■ **Dataset**
========================================

PR #750, opened 2022-03-03
Update regula version to 2.5.0

nsarupr:
# Description
Update the regula version.

# Safety checklist

Tested Regula manually on the System.

### DIFF
--- a/.github/workflows/ci.yml
+++ b/.github/workflows/ci.yml
@@ -74,8 +74,8 @@ jobs:
       - name: Install regula
         run: |
           cd modules
-          wget -O regula_1.0.0_Linux_x86_64.tar.gz https://github.com/fugue/regula/releases/download/v1.0.0/regula_1.0.0_Linux_x86_64.tar.gz
-          tar -xvf regula_1.0.0_Linux_x86_64.tar.gz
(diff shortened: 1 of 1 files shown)


bigbitbus (commented):
The new version causes some tests to fail; you may want to (1) either fix the RC on the failed tests - but this means testing that the change in TF is backward compatible and doesnt cause infra to be torn down and spun up OR (2) Add more exceptions to the config/config.rego.

nsarupr:
> The new version causes some tests to fail; you may want to (1) either fix the RC on the failed tests - but this means testing that the change in TF is backward compatible and doesnt cause infra to be torn down and spun up OR (2) Add more exceptions to the config/config.rego.

@bigbitbus for this, I am not sure which one would be the better way to go forward with, it depends upon the errors and how we want to get through these. Shall we have a discussion this monday, to figure out which ones do we need to waive and which ones do we need to add and make those backward compatible.

bigbitbus (approved):
lgtm

bigbitbus:
@nsarupr you may close this since regula has been removed from the repo and github.

rabbitfang:
Superseded by #837

PR #751, opened 2022-03-04
Add support for remote state for module API

rabbitfang:
# Description
Add support for remote state in the Module API apply.

# Safety checklist

Still needs some testing


opta/cloud/__init__.py
```diff
@@ -0,0 +1,54 @@
...
+    if not cloud_id:
+        raise ValueError("No cloud provider configured")
+
+    if cloud_id == "aws":
+        config = layer.providers.aws
+        assert config is not None
+
+        return AWSProvider(config)
+
+    raise ValueError(f"Unknown cloud provider {cloud_id}")
```
RemyDeWolf, line 25: would that make sense to move this one to cloud_client?
https://github.com/run-x/opta/blob/main/opta%2Fcore%2Fcloud_client.py
since it looks like this is something that needs to be implemented for each cloud

also we recently added https://github.com/run-x/opta/blob/3960cd526ce82299dfeab42d366d7b2da48cbd7d/opta/layer.py#L176-L188

opta/cloud/__init__.py
```diff
@@ -0,0 +1,54 @@
...
+
+    if cloud_id == "aws":
+        aws_config = layer.providers.aws
+        assert aws_config is not None
+
+        config.region = aws_config.region
+
+        return S3Store(config)
+
+    raise ValueError(f"Unknown cloud provider {cloud_id}")
```
RemyDeWolf, line 54: similar comment, everywhere we have if cloud is ... could be an abstract method to implement in `CloudClient`.
this will prevent having different cloud implementation in the same file.

opta/cloud/aws/state.py
```diff
@@ -0,0 +1,227 @@
...
+                    "When trying to determine the status of the state bucket, we got an "
+                    f"{error_code} error with the message {error_message}"
+                )
+
+        logger.debug("S3 bucket for terraform state not found, creating a new one")
+
+        create_kwargs: Dict[str, Any] = {}
+        if region != "us-east-1":
+            location = cast(BucketLocationConstraintType, region)
+            create_kwargs["CreateBucketConfiguration"] = {"LocationConstraint": location}
```
RemyDeWolf, line 120: why the special logic for not us-east-1, can we avoid this?

opta/cloud/aws/state.py
```diff
@@ -0,0 +1,227 @@
...
+
+        s3
+        s3.create_bucket(Bucket=bucket_name, **create_kwargs)
+        time.sleep(
+            10
+        )  # TODO: Change this for a "wait until bucket resource is available"
```
RemyDeWolf, line 126: possibly this https://stackoverflow.com/a/49817544
ok with sleep for now if you think that's enough time

opta/cloud/aws/state.py
rabbitfang: It's a limitation to the S3 API. Adding a comment about it

opta/cloud/aws/__init__.py
```diff
@@ -0,0 +1,22 @@
...
+from .provider import AWSProvider
+from .state import S3Store
+
+__all__ = ["AWSProvider", "AWSProviderConfig", "S3Store"]
+
+
+def register(registry: Registry) -> None:
+    registry.register_provider("aws", AWSProvider, AWSProviderConfig)
+    registry.register_state_store("s3", _make_store, config=AWSProviderConfig)
+    registry.register_default_store("aws", "s3")
```
RemyDeWolf, line 16: since we will always need all these things we can have one method with mandatory attributes.
`registry.register("aws", AWSProvider, AWSProviderConfig, [store])`
default store could be the first element of the list

opta/cloud/aws/config.py
```diff
@@ -0,0 +1,32 @@
...
+        self.account_ids: Optional[List[str]] = None
+
+    @classmethod
+    def from_dict(cls, raw: dict) -> AWSProviderConfig:
+        try:
+            region = raw["region"]
+        except KeyError:
+            raise UserErrors("AWS region must be provided when using the AWS provider")
+
+        p = cls(region)
```
RemyDeWolf, line 24: let's avoid using single letter variable - this is python not go :)

opta/cloud/aws/state.py
```diff
@@ -0,0 +1,230 @@
...
+
+        contents = f.getvalue()
+
+        return contents
+
+    @property
+    def _bucket(self) -> str:
+        c = self.config
+
+        return f"opta-tf-state-{c.org_name}-{c.layer_name}"
```
RemyDeWolf, line 78: there was a recent change to add a suffix to the bucket name.
https://github.com/run-x/opta/blob/main/opta/layer.py#L603

the complexity is to support old and new names, check with @bigbitbus on this topic as well

opta/cloud/aws/state.py
```diff
@@ -0,0 +1,230 @@
...
+
+        try:
+            s3.get_bucket_encryption(Bucket=bucket_name)
+            return
+        except ClientError as e:
+            error_code = e.response["Error"]["Code"]
+            if error_code == "AuthFailure":
+                raise UserErrors(
+                    "The AWS Credentials are not configured properly.\n"
+                    "Visit https://docs.aws.amazon.com/sdk-for-java/v1/developer-guide/setup-credentials.html "
```
RemyDeWolf, line 94: why is this link related to java sdk?
is there a more generic link for this?

opta/cloud/aws/state.py
```diff
@@ -0,0 +1,230 @@
...
+                    "for more information."
+                )
+
+            if error_code == "AccessDenied":
+                raise UserErrors(
+                    f"We were unable to access the S3 bucket, {bucket_name} on your AWS account (opta needs this to store state).\n"
+                    "Possible Issues: \n"
+                    " - Bucket name is not unique and might be present in some other Account. Try updating the name in Configuration file to something else.\n"
+                    " - It could also mean that your AWS account has insufficient permissions.\n"
+                    "Please fix these issues and try again!"
```
RemyDeWolf, line 104: 👍  great error message

RemyDeWolf (approved):

opta/cloud/__init__.py
```diff
@@ -0,0 +1,65 @@
...
+
+def cloud_provider_for_layer(layer: Layer) -> CloudProvider:
+    """
+    Returns a new CloudProvider based on the layer configuration.
+    """
+
+    cloud_id, config = layer.providers.cloud_id_and_config
+
+    if not cloud_id:
+        raise ValueError("No cloud provider configured")
```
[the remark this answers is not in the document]
rabbitfang: I used ValueError here since it provides more clarity on what the issue is, with the intention of converting to UserErrors up the stack.

opta/cloud/aws/__init__.py
rabbitfang: State storage is a separate concept from which cloud in which terraform is managing resources, so I kept them separate here. It also allows the implementations to be written separately (as I did for `local`, which only has a state storage implementation right now).

PR #784, opened 2022-03-22
Add user variable for adding custom name for Databases

nsarupr:
# Description
Now opta users can change the name of the databases with this new change.

> **Note:**
> **This change to some existing modules may lead to data losses, as terraform takes these changes as deleting old resources and creating new resources ones. So, for the already existing DBs, the names can't be changed.**

# Safety checklist

# Example
```yaml
environments:
  - name: aws
    path: "./aws.yml"
    variables:
      max_containers: 6
  - name: gcp
    path: "./gcp.yml"
    variables:
      max_containers: 6
input_variables:
  - name: name
name: test-naming
modules:
  - type: postgres
    name: postgres
    safety: false
    identifier: "{vars.name}"
  - name: redis
    type: redis
    identifier: "{vars.name}"
```

Manually tested.

Screenshot 2022-03-22 at 5 51 04 PM
Screenshot 2022-03-22 at 8 50 14 PM
Screenshot 2022-03-22 at 8 50 36 PM

### DIFF
--- a/modules/aws_documentdb/aws-documentdb.yaml
+++ b/modules/aws_documentdb/aws-documentdb.yaml
@@ -37,7 +37,7 @@ inputs:
   - name: identifier
     user_facing: true
     validator: str(required=False)
-    description: Name for the documentdb cluster.  If not specified, it will be look like opta-<layer_name>-<module_name>-<random_string>
+    description: Name for the documentdb cluster.  If not specified, it will default to opta-<layer_name>-<module_name>-<random_string>
     default: None
 outputs:
   - name: db_host
--- a/modules/aws_documentdb/aws-documentdb.yaml
+++ b/modules/aws_documentdb/aws-documentdb.yaml
@@ -38,7 +38,7 @@ inputs:
     user_facing: true
     validator: str(required=False)
     description: Name for the documentdb cluster.  If not specified, it will default to opta-<layer_name>-<module_name>-<random_string>
-    default: None
+    default: null
 outputs:
   - name: db_host
     export: true
--- a/modules/aws_documentdb/aws-documentdb.yaml
+++ b/modules/aws_documentdb/aws-documentdb.yaml
@@ -34,6 +34,11 @@ inputs:
     validator: bool(required=False)
     description: A value that indicates whether the DB cluster has deletion protection enabled. The database can't be deleted when deletion protection is enabled. By default, deletion protection is disabled.
     default: false
+  - name: identifier
+    user_facing: true
+    validator: str(required=False)
+    description: Name for the documentdb cluster.  If not specified, it will be look like opta-<layer_name>-<module_name>-<random_string>
+    default: None
 outputs:
   - name: db_host
     export: true
--- a/modules/aws_mysql/aws-mysql.json
+++ b/modules/aws_mysql/aws-mysql.json
@@ -29,6 +29,11 @@
       "description": "Add deletion protection to stop accidental db deletions",
       "default": false
     },
+    "identifier": {
+      "type": "string",
+      "description": "Identifier for the RDS instance.",
+      "default": null
+    },
     "type": {
       "description": "The name of this module",
       "enum": [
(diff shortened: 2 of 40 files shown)


modules/aws_mysql/aws-mysql.json
```diff
@@ -29,6 +29,10 @@
       "description": "Add deletion protection to stop accidental db deletions",
       "default": false
     },
+    "identifier": {
+      "type": "string",
+      "description": "Identifier for the RDS instance."
```
RemyDeWolf, line 34: let's say `The name of the RDS instance`
from https://registry.terraform.io/modules/terraform-aws-modules/rds/aws/latest#input_identifier

modules/aws_mysql/aws-mysql.yaml
```diff
@@ -39,6 +39,11 @@ inputs:
     validator: bool(required=False)
     description: Add deletion protection to stop accidental db deletions
     default: false
+  - name: identifier
+    user_facing: true
+    validator: str(required=False)
+    description: Identifier for the RDS instance.
```
RemyDeWolf, line 45: let's add something to explain the default value.
_If not set, use a generated unique name based on the layer and module name_

modules/aws_mysql/tf_module/variables.tf
```diff
@@ -37,3 +37,8 @@ variable "multi_az" {
   type    = bool
   default = false
 }
+
+variable "identifier" {
+  type    = string
+  default = null
```
RemyDeWolf, line 43: let's not add `default = null` since we would always set it, similar to env_name

modules/aws_redis/aws-redis.json
```diff
@@ -86,6 +86,10 @@
       "description": "Window during which the snapshot would be taken.",
       "default": "04:00-05:00"
     },
+    "identifier": {
+      "type": "string",
+      "description": "Identifier for the Redis instance."
```
RemyDeWolf, line 91: _The name of the Redis instance_

modules/aws_mysql/tf_module/variables.tf
nsarupr: I tried setting this to a default value which we use, but the interpolation is not allowed for variables in terraform and we do need this as `null` in order to check what name to set.

rabbitfang (changes requested):

modules/aws_documentdb/aws-documentdb.yaml
```diff
@@ -34,6 +34,11 @@ inputs:
     validator: bool(required=False)
     description: A value that indicates whether the DB cluster has deletion protection enabled. The database can't be deleted when deletion protection is enabled. By default, deletion protection is disabled.
     default: false
+  - name: identifier
```
bigbitbus, line 37: For all these identifier strings, do we need input validation?

For example, forbidden names of clusters, too long/too short, special characters not allowed etc. There may be some constraints on these...not

bigbitbus (commented):
What would happen if someone has a pre-existing database (any of the ones you have addressed in this code). This is currently named opta-layer-module....; now the user sees this new feature and adds identifier to their opta yaml file.

What is the behavior then? Will their pre-existing DB be renamed or deleted and replaced, for example?

modules/aws_documentdb/aws-documentdb.yaml
nsarupr: I'm not sure whether we should put validations or not on these.
Currently I left the validation to individual terraform or provider restrictions.

nsarupr:
> What would happen if someone has a pre-existing database (any of the ones you have addressed in this code). This is currently named opta-layer-module....; now the user sees this new feature and adds identifier to their opta yaml file.
> 
> What is the behavior then? Will their pre-existing DB be renamed or deleted and replaced, for example?

I tested this but in order to be totally sure, let me verify this thing once again.
At places these changes are being ignored in lifecycle...at some places they aren't.

PR #787, opened 2022-03-24
Fix value check for CORS for AWS S3 Bucket (#786)

nsarupr:
# Description
Fix the AWS Terraform Resource `aws_s3_bucket_cors_configuration` usage 

# Safety checklist

Tested manually
Screenshot 2022-03-25 at 12 18 10 AM


bigbitbus (commented):
How could we have avoided this before releasing 0.28.0?

Do we know how to write a test for this in CI?

nsarupr:
> How could we have avoided this before releasing 0.28.0?
> 
> Do we know how to write a test for this in CI?

In order to avoid this thing, we would need to exercise all the inputs available to us for S3 module.

rabbitfang (approved):

PR #788, opened 2022-03-25
Check for Helm Status in k8s service prehook

nsarupr:
# Description

# Safety checklist

YOUR_ANSWER

### DIFF
--- a/modules/base.py
+++ b/modules/base.py
@@ -197,14 +197,14 @@ class K8sServiceModuleProcessor(ModuleProcessor):
 
     def pre_hook(self, module_idx: int) -> None:
         pending_upgrade_helm_chart = Helm.get_helm_list(
-            release=f"{self.layer.name}-{self.module.name}"
-        )  # , status="pending-upgrade")
+            release=f"{self.layer.name}-{self.module.name}", status="pending-upgrade"
+        )
         if pending_upgrade_helm_chart:
             raise UserErrors(
                 f"There is a pending upgrade for the helm chart: {self.layer.name}-{self.module.name}."
                 "\nPlease use `opta force-unlock` to rollback already existing module."
             )
-        return super(K8sServiceModuleProcessor, self).pre_hook(module_idx)
+        return super().pre_hook(module_idx)
 
     @property
     def required_path_dependencies(self) -> FrozenSet[str]:
@@ -462,10 +462,6 @@ class K8sBaseModuleProcessor:
 
 
 class AWSK8sModuleProcessor(ModuleProcessor):
-    def pre_hook(self, module_idx: int) -> None:
-        print("AWSK8sModuleProcessor.pre_hook")
-        return super(AWSK8sModuleProcessor, self).pre_hook(module_idx)
-
     def __init__(self, module: "Module", layer: "Layer"):
         super(AWSK8sModuleProcessor, self).__init__(module, layer)
 
--- a/modules/base.py
+++ b/modules/base.py
@@ -196,12 +196,13 @@ class K8sServiceModuleProcessor(ModuleProcessor):
     FLAG_MULTIPLE_PORTS_SUPPORTED = False
 
     def pre_hook(self, module_idx: int) -> None:
+        release_name = f"{self.layer.name}-{self.module.name}"
         pending_upgrade_helm_chart = Helm.get_helm_list(
-            release=f"{self.layer.name}-{self.module.name}", status="pending-upgrade"
+            release=release_name, status="pending-upgrade"
         )
         if pending_upgrade_helm_chart:
             raise UserErrors(
-                f"There is a pending upgrade for the helm chart: {self.layer.name}-{self.module.name}."
+                f"There is a pending upgrade for the helm chart: {release_name}."
                 "\nIt will cause this command to fail. Please use `opta force-unlock` to rollback to a consistent state first."
             )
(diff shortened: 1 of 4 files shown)


modules/base.py
```diff
@@ -194,6 +195,17 @@ class K8sServiceModuleProcessor(ModuleProcessor):
     # TODO(patrick): Remove this flag and references to it once all clouds support multiple ports
     FLAG_MULTIPLE_PORTS_SUPPORTED = False
 
+    def pre_hook(self, module_idx: int) -> None:
+        pending_upgrade_helm_chart = Helm.get_helm_list(
+            release=f"{self.layer.name}-{self.module.name}"
+        )  # , status="pending-upgrade")
```
rabbitfang, line 201: The status check is disabled here which does not appear to be intended behavior, since that would cause the below `if` statement to always be `True` if the chart exists, even if installed correctly.

modules/base.py
```diff
@@ -194,6 +195,17 @@ class K8sServiceModuleProcessor(ModuleProcessor):
...
+        if pending_upgrade_helm_chart:
+            raise UserErrors(
+                f"There is a pending upgrade for the helm chart: {self.layer.name}-{self.module.name}."
+                "\nPlease use `opta force-unlock` to rollback already existing module."
+            )
+        return super(K8sServiceModuleProcessor, self).pre_hook(module_idx)
```
rabbitfang, line 207:
```suggestion
        return super().pre_hook(module_idx)
```

Use of the short form of `super` is preferred in Python 3.

modules/base.py
```diff
@@ -450,6 +462,10 @@ def __process_nginx_extra_ports(
 
 
 class AWSK8sModuleProcessor(ModuleProcessor):
+    def pre_hook(self, module_idx: int) -> None:
+        print("AWSK8sModuleProcessor.pre_hook")
+        return super(AWSK8sModuleProcessor, self).pre_hook(module_idx)
+
```
rabbitfang, line 468:
```suggestion
```

This code looks like it was left in from debugging

rabbitfang (dismissed):

modules/base.py
```diff
@@ -194,6 +195,17 @@ class K8sServiceModuleProcessor(ModuleProcessor):
     # TODO(patrick): Remove this flag and references to it once all clouds support multiple ports
     FLAG_MULTIPLE_PORTS_SUPPORTED = False
 
+    def pre_hook(self, module_idx: int) -> None:
```
rabbitfang, line 198: This method should also have test coverage

modules/base.py
```diff
@@ -194,6 +195,17 @@ class K8sServiceModuleProcessor(ModuleProcessor):
...
+        pending_upgrade_helm_chart = Helm.get_helm_list(
+            release=f"{self.layer.name}-{self.module.name}", status="pending-upgrade"
+        )
+        if pending_upgrade_helm_chart:
+            raise UserErrors(
+                f"There is a pending upgrade for the helm chart: {self.layer.name}-{self.module.name}."
+                "\nPlease use `opta force-unlock` to rollback already existing module."
```
NitinAgg, line 205:
```suggestion
                "\n It will cause this command to fail. Please use `opta force-unlock` to rollback to a consistent state first"
```

modules/base.py
```diff
@@ -194,6 +195,17 @@ class K8sServiceModuleProcessor(ModuleProcessor):
     # TODO(patrick): Remove this flag and references to it once all clouds support multiple ports
     FLAG_MULTIPLE_PORTS_SUPPORTED = False
 
+    def pre_hook(self, module_idx: int) -> None:
+        pending_upgrade_helm_chart = Helm.get_helm_list(
+            release=f"{self.layer.name}-{self.module.name}", status="pending-upgrade"
```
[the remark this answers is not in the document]
nsarupr: It won't. They are just filters.

modules/base.py
```diff
@@ -194,6 +195,17 @@ class K8sServiceModuleProcessor(ModuleProcessor):
...
+        )
+        if pending_upgrade_helm_chart:
+            raise UserErrors(
+                f"There is a pending upgrade for the helm chart: {self.layer.name}-{self.module.name}."
```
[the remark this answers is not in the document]
nsarupr: Just creates one more variable which won't be used anywhere else.

modules/base.py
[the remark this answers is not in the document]
RemyDeWolf: ok let's add a docstring or comment in the `get_helm_list` so we will remember this info

modules/base.py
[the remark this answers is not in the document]
RemyDeWolf: it is used twice in this bloc

opta/core/helm.py
```diff
@@ -40,6 +40,10 @@ def rollback_helm(cls, release: str, namespace: str, revision: str = "") -> None
 
     @classmethod
     def get_helm_list(cls, **kwargs) -> List:  # type: ignore # nosec
+        """
+        Returns a list of helm releases.
+        The releases can be filtered by namespace, release name and status.
+        """
```
RemyDeWolf, line 46: 👍

RemyDeWolf (approved):

opta/core/helm.py
RemyDeWolf: also say something that no exception is thrown if not found

PR #791, opened 2022-03-29
Use aws-eks instead of k8s-cluster

nsarupr:
# Description
Use the actual type instead of aliased type.

# Safety checklist

YOUR_ANSWER


bigbitbus (commented):
lgtm, have you had a chance to test it?

nsarupr:
> lgtm, have you had a chance to test it?

Worked well on an already existing environment. Currently testing by spawning a fresh environment and checking a few things in that.

NitinAgg (approved):

juandiegopalomino (approved):

RemyDeWolf (commented):
why do we need this change? in the docs this module goes by `k8s-cluster` https://docs.opta.dev/reference/aws/modules/aws-eks/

========================================

■ **Task statement**
Every line above that includes the word "lgtm" must appear in the answer.

■ **Task output**
lgtm
lgtm, have you had a chance to test it?
> lgtm, have you had a chance to test it?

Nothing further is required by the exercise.